## WORK REQUEST
From the listing below, return each line that includes "false".

## AVAILABLE DATA
Issue #207, opened 2017-08-24
[$40] - register button  enabled for winner annonced challenge 


karthikbecse:
Steps to Reproduce

   
  Goto http://community-app.topcoder.com/challenges/30058908/?type=develop
  Click  winner link 
  Observe  Next Deadline:  and register button 
   

Actual Result(s)
Next Deadline:  staus is register and register button  enabled 

Expected Result(s)
Should show the status properly 

  
Environment

    Device(s): Laptop
    Operating System: Windows 8.1  64bit
    Browser(s): FF 54.0.1

Image/Video/JS Log/Console Log 
![screenshot-community-app topcoder com 2017-08-24 20-03-53](https://user-images.githubusercontent.com/3225433/29671983-a75db2aa-8908-11e7-9dc4-c034b342b370.png)

chqy24:
ready for review, PR #266

chqy24:
@birdofpreyru 
PR #266 has been updated

PR #266, opened 2017-08-25
fix issue #207

chqy24:
issue #207


birdofpreyru:
@chqy24 Please update to ensure that in such case we also properly write that the challenge is completed in the `Next Deadline` section, and in the collapsible section with deadline details we also show the correct end date, if we can get it, or at least we mark the end date with green color, as completed.

Issue #212, opened 2017-08-24
[$30] - [Bug Hunt - NEW BUG]Can't handle invalid date properly


twicoder:
1) Open URL
http://community-app.topcoder.com/challenges/?filter[text]=&filter[endDate]=99999999999-09-01T04:00:00.000Z
2) The date is invalid, but it should be handled properly

birdofpreyru:
Accepted, 3 points.
Indeed, we should validate that dates suggested in URL query are proper, otherwise, ignore them and remove corresponding element of the query.

twicoder:
ready for review, PR #272

PR #272, opened 2017-08-25
Fix issue #212

twicoder:
The fix will check the startDate and endDate, if date is invalid, then ignore them in the search logic.

### DIFF
--- a/src/shared/components/challenge-listing/index.jsx
+++ b/src/shared/components/challenge-listing/index.jsx
@@ -16,14 +16,12 @@ import Listing from './Listing';
 import ChallengeCardPlaceholder from './placeholders/ChallengeCard';
 import SRMCard from './SRMCard';
 
-import { updateQuery } from 'utils/url';
 import './style.scss';
 
 // Number of challenge placeholder card to display
 const CHALLENGE_PLACEHOLDER_COUNT = 8;
 
 export default function ChallengeListing(props) {
-  updateQuery({ });
   let challenges = props.challenges;
 
   if (props.communityFilter) {
--- a/src/shared/components/challenge-listing/index.jsx
+++ b/src/shared/components/challenge-listing/index.jsx
@@ -22,6 +22,29 @@ import './style.scss';
 const CHALLENGE_PLACEHOLDER_COUNT = 8;
 
 export default function ChallengeListing(props) {
+  function CheckDateTime(str) {
+    const reg = /^(\d{4})-(\d{1,2})-(\d{1,2})T(\d{1,2}):(\d{1,2}):(\d{1,2})\.(\d{3})Z$/;
+    const r = str.match(reg);
+    if (r == null) return false;
+    r[2] -= 1;
+    const d = new Date(r[1], r[2], r[3], r[4], r[5], r[6]);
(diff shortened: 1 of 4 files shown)


src/shared/components/challenge-listing/index.jsx
```diff
@@ -22,6 +22,29 @@ import './style.scss';
...
+    const d = new Date(r[1], r[2], r[3], r[4], r[5], r[6]);
+    if (d.getFullYear() !== r[1]) return false;
+    if (d.getMonth() !== r[2]) return false;
+    if (d.getDate() !== r[3]) return false;
+    if (d.getHours() !== r[4]) return false;
+    if (d.getMinutes() !== r[5]) return false;
+    if (d.getSeconds() !== r[6]) return false;
+    return true;
+  }
+  const filterState = props.filterState;
```
birdofpreyru: @twicoder And, although it probably will do the trick, the best way to make the check and avoid using the date in filter, if it is invalid, is inside reducer (the filter query params are picked up from URL during server-side rendering, thus checking it there will guarantee that invalid dates won't be used anywhere): https://github.com/topcoder-platform/community-app/blob/develop/src/shared/reducers/challenge-listing/index.js#L272

Also, once at the client-side, we should remove invalid dates from query. This can be done at this point. To update query params use this utility function: https://github.com/topcoder-platform/community-app/blob/develop/src/shared/utils/url.js#L20

twicoder:
@birdofpreyru  I have changed the code as suggested.

src/shared/reducers/challenge-listing/index.js
```diff
@@ -270,6 +271,14 @@ export function factory(req) {
 
   if (req) {
     state.filter = req.query.filter;
+    if (!!state.filter && !!state.filter.startDate
+        && moment(state.filter.startDate).isValid() === false) {
```
birdofpreyru: Hmm... It is enough to write
`if (state.filter && state.filter.stateDate && moment(state.filter.startDate).isValid()) {`
not sure, why you don't do it this way? Please fix.

src/shared/utils/url.js
```diff
@@ -28,6 +29,13 @@ export function updateQuery(update) {
     if (_.isUndefined(value)) delete query[key];
     else query[key] = value;
   });
+  if (!!query.filter && !!query.filter.startDate
+      && moment(query.filter.startDate).isValid() === false) {
+    delete query.filter.startDate;
+  } else if (!!query.filter && !!query.filter.endDate
+      && moment(query.filter.endDate).isValid() === false) {
+    delete query.filter.endDate;
+  }
```
birdofpreyru: No, you was not supposed to modify `updateQuery(..)`
what I was talking about was to make such checks in `src/shared/routes/Topcoder/ChallengeListing.jsx`
and if you see we need to remove these query params, then you do it by calling `updateQuery({ startDate: undefined, endDate: undefined })`. The `updateQuery(..)` method is just an auxiliary function for setting / updating / deleting query params from URL. That's it.

twicoder:
@birdofpreyru  Changed as suggestion, thanks!

Issue #210, opened 2017-08-24
[$20] - [Common] Page won't focus on top once the user clicked the 'view more challenges' link in each sections


sdgun:
Steps to Reproduce
-----------------------------------------------------------------

- Login as a valid user

- Go to http://community-app.topcoder.com/challenges

- Click 'view more challenges' link in 'Open for registration'

- Click 'Ongoing challenges' link in 'Open for registration'

- Click 'Open for review' link in 'Open for registration'

- Observe the page position

Actual Result(s)
-----------------------------------------------------------------
- [Common] Page won't focus on top once the user clicked the 'view more challenges' link in each sections

Expected Result(s)
-----------------------------------------------------------------
- Must focus the page on top when user click on the 'view more challenges' link

Environment
-----------------------------------------------------------------
- **Device(s):** Laptop
- **Operating System:** Windows 7 64bit
- **Browser(s):** Chrome 60.0.3112.101 (Official Build) (64-bit)

Image/Video/JS Log/Console Log (If not attached here, Please check the comments section) 
-----------------------------------------------------------------

sdgun:
![17](https://user-images.githubusercontent.com/4592712/29672488-02a5230e-890a-11e7-87a0-9ce5aa9ebe58.jpg)

birdofpreyru:
Accepted, 3 points.
Indeed, when the buckets are switched in the sidebar, we should scroll to the top of the page.

daft300punk:
Check PR https://github.com/topcoder-platform/community-app/pull/273

daft300punk:
Updated PR - https://github.com/topcoder-platform/community-app/pull/273

PR #273, opened 2017-08-25
Issue #210

daft300punk:


src/shared/components/challenge-listing/index.jsx
```diff
@@ -85,6 +85,12 @@ export default function ChallengeListing(props) {
     );
   }
 
+  /* eslint-env browser */
+  if (document) {
```
birdofpreyru: @daft300punk To check, whether the code is executed at server or client side, please always use `isClientSide()` or `isServerSide()` from https://github.com/topcoder-platform/community-app/blob/develop/src/shared/utils/isomorphy.js

Also, placing this code into render method, I expect, will have side effects: ReactJS is free to re-render a component in many cases, not only when we enter the page, thus this code, I believe, will scroll the page to top in some cases when we don't need it. I guess, we should put it into `onClick` handler of the `View more challenges` button. Also, inside that handler you don't have to check for client side, as click handlers are always invoked at client-side only.

birdofpreyru:
@daft300punk any update to this?

birdofpreyru:
@daft300punk Hey-ho? Any update?!!

daft300punk:
Checkout now. Sorry for the delay, was a little away for visa purposes.

Issue #190, opened 2017-08-24
[$30] - [Bug Hunt - NEW BUG]Unexpected URL is not handled properly


twicoder:
1) try to open url: http://community-app.topcoder.com/challenges/*
2) Page body is not shown
<img width="1639" alt="2017-08-24 9 59 01" src="https://user-images.githubusercontent.com/3046795/29669897-87dbeb54-8917-11e7-8332-38b8e5c81433.png">

birdofpreyru:
Accepted, 3 points.

### Expected Fix
The routing should be corrected, to ensure that when a non-digital challenge ID is supplied in such route, it renders 404 Error page.

birdofpreyru:
Please also take into account #192 which is also caused by incorrect challenge ID used in URL. That should also render 404 error page.

elfman:
assign myself

elfman:
PR arised.
#192 is not fixed in this PR, server should return something when chanlengeId is not exist, currently it keeps the link waiting and nothing response.

birdofpreyru:
@ajefts @skyhit See the last comment. It looks like when we pass a non-existing challenge ID into the backend, it just stucks, rather than returning and error (404?) right away.

PR #274, opened 2017-08-25
Fix issue #190

elfman:


src/shared/containers/challenge-detail/index.jsx
```diff
@@ -56,6 +57,10 @@ class ChallengeDetailPageContainer extends React.Component {
     const { challenge, loadChallengeDetails, loadTerms,
       openTermsModal, authTokens, challengeId } = this.props;
 
+    if (isNaN(challengeId)) {
```
birdofpreyru: Please, replace all occurances of `isNaN(..)` by `_.isNumber(..)` from `lodash`; because https://developer.mozilla.org/en/docs/Web/JavaScript/Reference/Global_Objects/isNaN (especially, check `Confusing special-case behavior` section there)

elfman: the result of `_.isNumber(NaN)` is `true`, I will use `_.isNaN` instead

elfman:
I found some bug, I'm fixing it.

Issue #205, opened 2017-08-24
[$20] - [Bug Hunt - NEW BUG]Blank filters are shown in edit page but can't see in normal page


twicoder:
1) Create several filters and then edit them, rename their names to blank, and click "done"
2) You will not see the blank name filters but if you edit them, they will back
3) Maybe should forbid blank filter name
<img width="639" alt="2017-08-24 10 31 13" src="https://user-images.githubusercontent.com/3046795/29671519-58e5511e-891c-11e7-8abd-3affe79e5e82.png">

birdofpreyru:
Accepted, 3 points.
Indeed, we should not allow to save blank filter names.

twicoder:
PR #283

PR #283, opened 2017-08-25
Fix issue #205

twicoder:
If filter name is blank, it will not be updated.


birdofpreyru:
@twicoder 
1. Your change fails `npm test`.
2. I believe, it should be done a bit differently: if user tries to save fitlers when some of them has empty name, the `Done` button should be disabled, and the frame around empty filter name should become red (and a red text message `Cannot save filters with empty names` should be rendered somewhere near `Done` button.

birdofpreyru:
@twicoder any update here?

PR #293, opened 2017-08-25
fixed #222 corrected urls for tags

### LINKED ISSUE #222: [$20] - Clicking on tags will go to All challenges page
Steps to Reproduce
-----------------------------------------------------------------

- Login as a valid user

- Go to http://community-app.topcoder.com/challenges/30058990/?type=develop

- Click C++

Actual Result(s)
-----------------------------------------------------------------
- Clicking on tags will go to All challenges page

Expected Result(s)
-----------------------------------------------------------------
- Tags must not clickable or
- Must filter the challenges that have the clicked tags associated with (eg: If we click the tag Node.Js, must filter the challenges that have node.js associted with)

Environment
-----------------------------------------------------------------
- **Device(s):** Laptop
- **Operating System:** Windows 7 64bit
- **Browser(s):** Chrome 60.0.3112.101 (Official Build) (64-bit)

Image/Video/JS Log/Console Log (If not attached here, Please check the comments section) 
-----------------------------------------------------------------

shubhendusaurabh:
fixed #222 corrected urls for tags

### DIFF
--- a/src/shared/components/challenge-detail/Header/ChallengeTags.jsx
+++ b/src/shared/components/challenge-detail/Header/ChallengeTags.jsx
@@ -28,7 +28,7 @@ export default function ChallengeTags(props) {
         subTrack &&
         <Link
           onClick={() => setChallengeListingFilter({ subtracks: [subTrack] })}
-          to="/challenges"
+          to={`/challenges?filter[subtracks][0]=${subTrack}`}
           styleName={`tag-common ${subTrackStyle}`}
         >{subTrack}</Link>
       }
@@ -48,7 +48,7 @@ export default function ChallengeTags(props) {
               <Link
                 key={tag}
                 onClick={() => setChallengeListingFilter({ tags: [tag] })}
-                to="/challenges"
+                to={`/challenges?filter[tags][0]=${tag}`}
                 styleName="tag-common misc-tag"
               >{tag}</Link>
             ),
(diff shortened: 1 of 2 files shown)


birdofpreyru:
@shubhendusaurabh Does not work for me :( It is a link inside app, handled by react-router without reloading the app (and this we don't wanna change), so just adding query params there has no effect.
Though, updating query params in URL is simple: we have this auxiliary function to do it: https://github.com/topcoder-platform/community-app/blob/develop/src/shared/utils/url.js#L20
The only thing I am not sure, whether it will work if we add it to onClick handler, or we should add it to challenge listing component, to check and update query params when necessary on the component mount time.

birdofpreyru:
@shubhendusaurabh Any update here?

shubhendusaurabh:
@birdofpreyru updated as requested

birdofpreyru:
I'll pay you for this ticket, but I'll close this PR and merge in a different fix for this (b75f3b23202782136bddc79f35abfeaf7fa04b93).

In case you wonder why. I believe, the best place, in general, to sync query params in URL with Redux state are reducers (because it is also a good place to create appropriate intial Redux state for given query params in URL during server-side rendering). So, actually what we were wanting to do here was already handled here: https://github.com/topcoder-platform/community-app/blob/develop/src/shared/reducers/challenge-listing/index.js#L170 the problem was, that that line set the correct query params, but the following transition to challenge listing with react-router's Link cleaned them out. So, the trick was just to do it in different order: first to trigger the transition, then to set necessary filter (and this automatically sets the necessary query params in reducer). Hence, `setImmediate` wrapper inside onClick.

## ANSWER
+    if (r == null) return false;
+    if (d.getFullYear() !== r[1]) return false;
+    if (d.getMonth() !== r[2]) return false;
+    if (d.getDate() !== r[3]) return false;
+    if (d.getHours() !== r[4]) return false;
+    if (d.getMinutes() !== r[5]) return false;
+    if (d.getSeconds() !== r[6]) return false;
+        && moment(state.filter.startDate).isValid() === false) {
+      && moment(query.filter.startDate).isValid() === false) {
+      && moment(query.filter.endDate).isValid() === false) {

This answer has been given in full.